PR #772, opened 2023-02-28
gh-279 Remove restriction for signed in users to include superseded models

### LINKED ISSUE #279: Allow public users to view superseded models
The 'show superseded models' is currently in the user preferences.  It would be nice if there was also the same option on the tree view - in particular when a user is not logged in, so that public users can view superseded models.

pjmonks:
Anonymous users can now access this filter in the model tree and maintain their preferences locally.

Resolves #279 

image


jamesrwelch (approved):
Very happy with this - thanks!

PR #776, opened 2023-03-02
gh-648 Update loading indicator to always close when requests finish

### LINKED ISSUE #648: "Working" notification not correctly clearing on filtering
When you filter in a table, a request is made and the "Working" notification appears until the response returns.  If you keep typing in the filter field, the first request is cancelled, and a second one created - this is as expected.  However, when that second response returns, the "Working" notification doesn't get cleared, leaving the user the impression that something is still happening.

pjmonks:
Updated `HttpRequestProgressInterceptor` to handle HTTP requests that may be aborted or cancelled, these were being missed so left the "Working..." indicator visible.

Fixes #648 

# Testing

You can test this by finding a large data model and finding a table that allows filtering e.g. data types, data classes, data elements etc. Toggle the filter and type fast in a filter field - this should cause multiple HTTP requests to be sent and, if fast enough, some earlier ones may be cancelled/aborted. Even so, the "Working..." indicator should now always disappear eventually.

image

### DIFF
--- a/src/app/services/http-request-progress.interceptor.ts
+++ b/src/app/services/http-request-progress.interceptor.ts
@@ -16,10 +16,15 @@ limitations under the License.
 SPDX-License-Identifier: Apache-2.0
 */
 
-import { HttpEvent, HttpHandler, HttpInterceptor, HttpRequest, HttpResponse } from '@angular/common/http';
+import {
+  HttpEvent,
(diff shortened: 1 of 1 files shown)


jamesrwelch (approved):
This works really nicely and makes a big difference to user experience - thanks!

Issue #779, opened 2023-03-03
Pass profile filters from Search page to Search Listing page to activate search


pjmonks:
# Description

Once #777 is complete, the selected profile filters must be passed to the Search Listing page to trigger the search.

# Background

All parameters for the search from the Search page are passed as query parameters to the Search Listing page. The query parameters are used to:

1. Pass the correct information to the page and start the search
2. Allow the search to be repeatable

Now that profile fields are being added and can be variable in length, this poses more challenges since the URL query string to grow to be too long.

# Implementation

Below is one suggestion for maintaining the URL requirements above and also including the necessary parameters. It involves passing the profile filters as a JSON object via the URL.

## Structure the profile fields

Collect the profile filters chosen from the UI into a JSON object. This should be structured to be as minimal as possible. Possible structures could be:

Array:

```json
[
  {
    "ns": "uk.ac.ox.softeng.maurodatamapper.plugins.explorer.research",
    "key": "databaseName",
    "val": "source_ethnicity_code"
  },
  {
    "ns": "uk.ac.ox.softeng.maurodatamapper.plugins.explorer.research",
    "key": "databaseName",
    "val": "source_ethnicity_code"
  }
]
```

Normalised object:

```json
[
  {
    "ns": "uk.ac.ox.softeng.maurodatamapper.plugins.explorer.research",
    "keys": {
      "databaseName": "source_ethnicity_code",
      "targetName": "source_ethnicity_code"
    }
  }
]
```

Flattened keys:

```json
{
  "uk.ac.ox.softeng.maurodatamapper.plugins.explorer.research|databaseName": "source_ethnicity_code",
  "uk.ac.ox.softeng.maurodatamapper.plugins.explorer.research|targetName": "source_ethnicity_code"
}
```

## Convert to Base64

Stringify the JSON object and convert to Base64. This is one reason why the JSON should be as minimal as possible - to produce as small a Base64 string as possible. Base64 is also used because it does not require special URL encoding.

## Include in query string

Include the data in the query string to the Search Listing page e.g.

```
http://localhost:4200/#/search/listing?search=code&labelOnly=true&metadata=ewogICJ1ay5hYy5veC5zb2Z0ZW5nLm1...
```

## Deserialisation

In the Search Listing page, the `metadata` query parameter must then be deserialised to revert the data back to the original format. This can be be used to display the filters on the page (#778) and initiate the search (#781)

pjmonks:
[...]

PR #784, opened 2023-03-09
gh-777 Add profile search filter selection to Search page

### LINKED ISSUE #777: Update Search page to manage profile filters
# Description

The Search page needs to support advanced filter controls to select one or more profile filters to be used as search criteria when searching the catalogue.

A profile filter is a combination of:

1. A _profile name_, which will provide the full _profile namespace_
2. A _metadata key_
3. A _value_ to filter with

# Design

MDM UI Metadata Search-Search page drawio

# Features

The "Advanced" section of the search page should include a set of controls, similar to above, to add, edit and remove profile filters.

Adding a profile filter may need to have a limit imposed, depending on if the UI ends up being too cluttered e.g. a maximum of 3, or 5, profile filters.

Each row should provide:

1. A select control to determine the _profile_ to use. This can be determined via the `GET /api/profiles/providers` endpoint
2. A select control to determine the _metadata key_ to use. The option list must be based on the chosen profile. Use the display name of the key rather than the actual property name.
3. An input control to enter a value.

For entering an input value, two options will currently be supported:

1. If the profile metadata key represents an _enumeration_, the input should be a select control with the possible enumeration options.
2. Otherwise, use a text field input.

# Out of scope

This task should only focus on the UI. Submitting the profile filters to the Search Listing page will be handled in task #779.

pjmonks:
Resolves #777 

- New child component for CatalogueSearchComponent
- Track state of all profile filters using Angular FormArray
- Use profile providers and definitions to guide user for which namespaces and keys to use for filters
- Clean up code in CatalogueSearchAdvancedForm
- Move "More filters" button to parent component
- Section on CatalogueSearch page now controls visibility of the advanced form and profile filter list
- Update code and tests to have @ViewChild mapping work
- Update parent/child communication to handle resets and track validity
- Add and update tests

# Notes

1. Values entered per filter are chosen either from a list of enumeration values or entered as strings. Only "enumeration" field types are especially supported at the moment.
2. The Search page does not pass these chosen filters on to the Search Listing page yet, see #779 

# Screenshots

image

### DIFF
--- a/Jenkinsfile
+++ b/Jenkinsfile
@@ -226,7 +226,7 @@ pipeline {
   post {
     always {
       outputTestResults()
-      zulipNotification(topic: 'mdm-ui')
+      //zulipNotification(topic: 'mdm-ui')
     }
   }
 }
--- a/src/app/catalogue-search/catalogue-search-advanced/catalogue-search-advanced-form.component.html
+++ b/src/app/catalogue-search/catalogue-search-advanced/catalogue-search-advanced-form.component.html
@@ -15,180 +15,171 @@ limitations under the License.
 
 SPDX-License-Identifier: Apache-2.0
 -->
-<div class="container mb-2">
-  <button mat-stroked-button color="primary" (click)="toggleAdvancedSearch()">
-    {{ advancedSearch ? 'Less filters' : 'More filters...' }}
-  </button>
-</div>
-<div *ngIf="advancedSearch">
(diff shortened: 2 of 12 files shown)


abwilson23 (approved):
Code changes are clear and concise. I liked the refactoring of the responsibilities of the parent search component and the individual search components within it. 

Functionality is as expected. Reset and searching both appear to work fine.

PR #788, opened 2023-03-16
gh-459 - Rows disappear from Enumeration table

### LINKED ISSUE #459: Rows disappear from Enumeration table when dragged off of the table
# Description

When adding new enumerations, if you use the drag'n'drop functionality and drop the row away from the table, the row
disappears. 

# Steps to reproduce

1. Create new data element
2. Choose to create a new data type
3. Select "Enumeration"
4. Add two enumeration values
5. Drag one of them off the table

################

Give an exact copy of the lines above from the line with "- Update code" up to and including the line with "1. Values entered", and leave everything else out.

> **Output of the exercise**:
- Update code and tests to have @ViewChild mapping work
- Update parent/child communication to handle resets and track validity
- Add and update tests

# Notes

1. Values entered per filter are chosen either from a list of enumeration values or entered as strings. Only "enumeration" field types are especially supported at the moment.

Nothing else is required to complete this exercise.